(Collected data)
-- Opening Marker --

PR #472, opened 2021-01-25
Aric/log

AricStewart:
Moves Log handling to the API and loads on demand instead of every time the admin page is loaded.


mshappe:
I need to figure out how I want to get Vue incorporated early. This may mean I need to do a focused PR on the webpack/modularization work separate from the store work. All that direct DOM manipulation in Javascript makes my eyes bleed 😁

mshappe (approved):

-- Closing Marker --

What to work on: Retype the entries exactly; leave nothing out.

Answer:
PR #472, opened 2021-01-25
Aric/log

AricStewart:
Moves Log handling to the API and loads on demand instead of every time the admin page is loaded.


mshappe:
I need to figure out how I want to get Vue incorporated early. This may mean I need to do a focused PR on the webpack/modularization work separate from the store work. All that direct DOM manipulation in Javascript makes my eyes bleed 😁

mshappe (approved):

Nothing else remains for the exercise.